## TASK OBJECTIVE
Without omission or alteration, write out all of the data.

Stored data entries
........

PR #459, opened 2025-05-19
COMPATIBLE_MACHINES.md: User-maintained Omakub compatible laptop list

al3rez:
I've successfully installed and used Ubuntu 24.04.2 LTS with Omakub on an Acer Swift SFG14-73 (BIOS V1.14).

It seems to be well compatible and works with minimal extra setup for the main Omakub features. Basic hardware like Wi-Fi and graphics are functional.

I've added this model to a user-maintained list of compatible laptops in `COMPATIBLE_MACHINES.md` that work out of the box with Ubuntu + Omakub.

It would be great to add this model to any official documentation listing compatible hardware for Omakub as well.

Let me know if you need any more details from my setup.


DouglasdeMoura:
Canonical already has a list of Ubuntu certified hardware: https://ubuntu.com/certified/laptops

al3rez:
> Canonical already has a list of Ubuntu certified hardware: https://ubuntu.com/certified/laptops

This isn't going to be the list of certified / pre-installed Ubuntu by manufactors but instead a list of laptops that are new and aren't tested with Linux or latest kernels yet.

Kasui92:
> > Canonical already has a list of Ubuntu certified hardware: https://ubuntu.com/certified/laptops
>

........

## WRITTEN REPLY
PR #459, opened 2025-05-19
COMPATIBLE_MACHINES.md: User-maintained Omakub compatible laptop list

al3rez:
I've successfully installed and used Ubuntu 24.04.2 LTS with Omakub on an Acer Swift SFG14-73 (BIOS V1.14).

It seems to be well compatible and works with minimal extra setup for the main Omakub features. Basic hardware like Wi-Fi and graphics are functional.

I've added this model to a user-maintained list of compatible laptops in `COMPATIBLE_MACHINES.md` that work out of the box with Ubuntu + Omakub.

It would be great to add this model to any official documentation listing compatible hardware for Omakub as well.

Let me know if you need any more details from my setup.


DouglasdeMoura:
Canonical already has a list of Ubuntu certified hardware: https://ubuntu.com/certified/laptops

al3rez:
> Canonical already has a list of Ubuntu certified hardware: https://ubuntu.com/certified/laptops

This isn't going to be the list of certified / pre-installed Ubuntu by manufactors but instead a list of laptops that are new and aren't tested with Linux or latest kernels yet.

Kasui92:
> > Canonical already has a list of Ubuntu certified hardware: https://ubuntu.com/certified/laptops
>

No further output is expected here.